## WORK TO BE COMPLETED
Go through the listing and copy each line that has the string "canInviteUsers" in it.

## SOURCE RECORDS
PR #475, opened 2019-10-30
Recent activities filter by user permissions

fefrain:


server/modules/activityLog/api/activityLogApi.js
```diff
@@ -1,18 +1,17 @@
...
 
 import * as Request from '@server/utils/request'
-import * as AuthMiddleware from '../../auth/authApiMiddleware'
 import * as ActivityLogService from '../service/activityLogService'
 
 export const init = app => {
   // ==== READ
 
-  app.get(`/survey/:surveyId/activity-log`, AuthMiddleware.requireSurveyEditPermission, async (req, res, next) => {
+  app.get(`/survey/:surveyId/activity-log`, async (req, res, next) => {
```
minotogna: you need to use ```AuthMiddleware.requireSurveyViewPermission```

test/it/utils/recordUtils.js
```diff
@@ -109,6 +110,25 @@ const getValidationMaxCount = (parentNode, childDef) => R.pipe(
   Validation.getFieldValidation(RecordValidation.keys.maxCount)
 )
 
+const updateNodeAndExpectDependentNodeValueToBe = async (survey, record, sourcePath, sourceValue, dependentPath, dependentExpectedValue) => {
```
minotogna: where do you use this?

server/modules/activityLog/api/activityLogApi.js
fefrain: ok

test/it/utils/recordUtils.js
fefrain: right, I've committed it by mistake

core/auth/authorizer.js
```diff
@@ -59,51 +49,51 @@ const canEditRecord = (user, record) => {
...
 // CREATE
-const canInviteUsers = hasSurveyPermission(permissions.userInvite)
+const canInviteUsers = _hasSurveyPermission(permissions.userInvite)
 
 // READ
 const canViewUser = (user, surveyInfo, userToView) => {
   return User.isSystemAdmin(user) || (
-    !!getSurveyUserGroup(user, surveyInfo, false) &&
-    !!getSurveyUserGroup(userToView, surveyInfo, false)
+    !!_getSurveyUserGroup(user, surveyInfo, false) &&
```
eliask: Are the `!!` necessary here? It just coerces the value to boolean?
Is it because these functions are defined to return booleans rather than the "equivalent" true-y/falsy values?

## OUTPUT
-const canInviteUsers = hasSurveyPermission(permissions.userInvite)
+const canInviteUsers = _hasSurveyPermission(permissions.userInvite)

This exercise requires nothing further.